To introduce the concept of a “divisible arrest” seems to me to divert us from the heart of the matter and I submit it has led the majority to rely on the absence of “probable cause” for this fictional “arrest” concerning the other crimes. Apparently--by- this the majority means that there is no probable cause for an arrest for these other crimes. At the same time the majority agrees that “police have, of course, a legitimate interest in seeking to explore the possible relationships between persons apprehended * * * and other crimes * * *.” But compliance with Rule 5(a) as to the initial custody will not supply the “probable cause” concerning other crimes. The mere fact of presentment does not assure that a finding as to probable cause will be made at once, even as to the initial arrest, since continuances frequently occur. Compare Fed.R.Crim.P. 5(b), with Fed.R.Crim.P. 5(c).
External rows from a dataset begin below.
PR #183, opened 2017-01-17
Selinux permissive type

### LINKED ISSUE #165: Can't specify to remove permissive domain

- Module version: 0.7.1

The defined type `selinux::permissive` does not allow to specify ensure => 'absent'.

It should remove the permissive type if possible or fail otherwise.

* Removing a module which provides a domain which is set to permissive with semanage fails.
* related to https://github.com/voxpupuli/puppet-selinux/issues/147

oranenj:
This is a rather simple provider which should fix #165. 

This provider is even backwards-compatible, I think, if adding Puppet 4 types doesn't count.

There's a small corner case documented in the README where it's non-idempotent, but I didn't think it was worth complicating the parsing logic to fix.

### DIFF
--- a/manifests/permissive.pp
+++ b/manifests/permissive.pp
@@ -1,28 +1,31 @@
 # selinux::permissive
 #
-# This method will set a context to permissive
+# This define will set an SELinux type to permissive
 #
-# @param context A particular domain-context, like "oddjob_mkhomedir_t"
+# @param seltype A particular selinux type to make permissive, like "oddjob_mkhomedir_t"
 #
 # @example Mark oddjob_mkhomedir_t permissive
-#   selinux::permissive { 'allow-oddjob_mkhomedir_t':
-#     context  => 'oddjob_mkhomedir_t',
+#   selinux::permissive { 'oddjob_mkhomedir_t':
+#     ensure => 'present'
 #   }
 #
 define selinux::permissive (
-  $context,
+  String $seltype = $title,
+  Enum['present', 'absent'] $ensure = 'present',
 ) {
 
   include ::selinux
+  if $ensure == 'present' {
+    Anchor['selinux::module post'] ->
+    Selinux::Permissive[$title] ->
+    Anchor['selinux::end']
+  } else {
+    Anchor['selinux::start'] ->
+    Selinux::Permissive[$title] ->
+    Anchor['selinux::module pre']
+  }
 
-  Anchor['selinux::module post'] ->
-  Selinux::Permissive[$title] ->
-  Anchor['selinux::end']
-
-  exec { "add_${context}":
-    command => shellquote('semanage', 'permissive', '-a', $context),
-    unless  => sprintf('semanage permissive -l | grep -Fx %s', shellquote($context)),
-    path    => '/bin:/sbin:/usr/bin:/usr/sbin',
-    require => Class['selinux::package'],
+  selinux_permissive {$seltype:
+    ensure => $ensure,
   }
 }
--- a/README.md
+++ b/README.md
@@ -54,8 +54,8 @@ running system.
   because the used tools fail.
 * `selinux::port` has the `action` parameter which  if you specify `-d` or 
   `--delete` silently does nothing. (GH-164)
-* `selinux::permissive` allows only to set a domain to permissive but not to
-   remove it. (GH-165)
+* If you try to remove a built-in permissive type, the operation will appear to succeed
+  but will actually have no effect, making your puppet runs non-idempotent.
 
 ## Usage
 
--- a/lib/puppet/provider/selinux_permissive/semanage.rb
+++ b/lib/puppet/provider/selinux_permissive/semanage.rb
@@ -1,0 +1,63 @@
+Puppet::Type.type(:selinux_permissive).provide(:semanage) do
+  desc 'Support managing SELinux permissive types definitions via semanage'
+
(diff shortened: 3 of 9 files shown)


manifests/permissive.pp
```diff
@@ -10,7 +10,8 @@
 #   }
 #
 define selinux::permissive (
-  $context,
+  String $context,
```
vinzent: I think the param should default to `$title` if we're at it changing.

what about naming it `seltype` as in the other renewed types? I think this would be consistent.

manifests/permissive.pp
```diff
@@ -19,10 +20,7 @@
   Selinux::Permissive[$title] ->
```
vinzent: removing would need to happen before removing modules because one can not remove a module which has it set to permissive with semanage permissive.

vinzent:
added backwards-incomptabile flag because the data types are not puppet3 non-future parser compatible - and that is how most users use puppet3.

oranenj:
Something is weird with those tests I think.

I see now that it's running the context I added, but for some reason only the last bit, eg.
```
  on redhat-6-x86_64
    ensure selinux_permissive oddjob_mkhomedir_t is present
      should contain Selinux::Permissive[mycontextp] that comes before Anchor[selinux::end]
    ensure oddjob_mkhomedir_t is absent
      should contain Selinux::Permissive[mycontextp] that comes before Anchor[selinux::module pre]
```

vinzent:
> I see now that it's running the context I added, but for some reason
> only the last bit, eg.
>
> |on redhat-6-x86_64 ensure selinux_permissive oddjob_mkhomedir_t is
> present should contain Selinux::Permissive[mycontextp] that comes
> before Anchor[selinux::end] ensure oddjob_mkhomedir_t is absent should
> contain Selinux::Permissive[mycontextp] that comes before
> Anchor[selinux::module pre] |
|no actually this should print results of all tests. i get the same
result on my computer. strange.

|

vinzent:
Am 17.01.2017 um 20:52 schrieb Jarkko Oranen:
>
> Something is weird with those tests I think.
>
> I see now that it's running the context I added, but for some reason
> only the last bit, eg.
>
> |on redhat-6-x86_64 ensure selinux_permissive oddjob_mkhomedir_t is
> present should contain Selinux::Permissive[mycontextp] that comes
> before Anchor[selinux::end] ensure oddjob_mkhomedir_t is absent should
> contain Selinux::Permissive[mycontextp] that comes before
> Anchor[selinux::module pre] |
>
I suspect that selinux__permissive is now the type and the defined type
and this could confuse rspec-puppet?

oranenj:
I suspect it has something to do with all the should expressions being inside one do block.

vinzent:
> I suspect it has something to do with all the should expressions being
> inside one do block.
>
your right. doing running with dedicated `it {}` works.

oranenj:
my local rspec runs didn't give me those errors. Hm.

It's probably not kosher to reuse the let'd provider like that, but I'm not sure how to best fix it.

oranenj:
I wonder what's causing the rspec test to fail. They work on my local machine.

Maybe it's the ruby version? Hmh

oranenj:
Rebased and added some acceptance tests that pass on CentOS 6 at least. Still not sure if travis rspec will pass, though.

Warning: the acceptance tests are *super* slow because any operation with semanage seems to take ~20-30 seconds. They take about 6-7 minutes for the selinux::permissive spec

oranenj:
nil is the bane of my existence. It's not really fun to debug these test failures given that I only seem to be able to reproduce them via travis...

vinzent:
You could try to run the travis container locally: https://docs.travis-ci.com/user/common-build-problems/#Troubleshooting-Locally-in-a-Docker-Image

Imho travis uses ubuntu as distro.

vinzent:
tried to run with centos 5.11 :)

of course it failed. altough metadata.json states centos5 support i suspect at least selinux::module and selinux::permissive do not work at all. but this isn't related to this change.

```
  Info: /Stage[main]/Main/Selinux::Module[puppet_selinux_test_policy]/File[/usr/share/selinux/puppet_selinux_test_policy.te]: Scheduling refresh of Exec[/usr/share/selinux/puppet_selinux_test_policy.pp]
  Notice: /Stage[main]/Main/Selinux::Module[puppet_selinux_test_policy]/Exec[/usr/share/selinux/puppet_selinux_test_policy.pp]/returns: make: /usr/share/selinux/devel/Makefile: No such file or directory
```

or


```
      Failure/Error: shell('semanage permissive -a kernel_t')
      Beaker::Host::CommandFailure:
        Host 'centos-511-x64' exited with 1 running:
         semanage permissive -a kernel_t
        Last 10 lines of output were:
        		-M, --mask       Netmask
        		-P, --prefix     Prefix for home directory labeling
        		-L, --level      Default SELinux Level (MLS/MCS Systems only)
        		-R, --roles      SELinux Roles (ex: "sysadm_r staff_r")
        	
        		-s, --seuser     SELinux User Name
        		-t, --type       SELinux Type for the object
        		-r, --range      MLS/MCS Security Range (MLS/MCS Systems only)
        	
        	permissive not defined
```

vinzent:
added issue to remove centos 5 support: https://github.com/voxpupuli/puppet-selinux/issues/190

oranenj:
I fixed the beaker tests, I think.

The Supreme Court in Mallory was concerned not with the “probable cause” finding when dealing with delays in presentment, but with the judicial warnings of the presentment. These same warnings are relevant to the lineup situation in the present case. Once judicial warnings are given, I think there can be no doubt that the “legitimate interest” which the majority acknowledges the police have would warrant a magistrate in permiting the arrested person to be placed in lineups, subject of course to Wade requirements.

As I read the majority opinion, once there is a timely presentment, then Rule 5(a) has been satisfied and continued detention may result. This is correct, of course. The matter of placing one in a lineup when he is already in detention— whether temporarily under arrest or confined under a long sentence in a prison — is not the same as arresting a suspect off the street or from his home. The former is not being deprived of his *581liberty when placed in a lineup and the holdings in Wade and Mathis v. United States, 391 U.S. 1, 88 S.Ct. 1503, 20 L.Ed.2d 381 (1968), assure that such a prisoner will have proper warnings and counsel if he desires counsel. The reason for requiring probable cause for an arrest is to protect against arbitrary interference with liberty. When the condition of custody already exists, however, the constitutional requirement of an armrest on probable cause would be totally superfluous — a sheer ritual serving no legitimate protective function.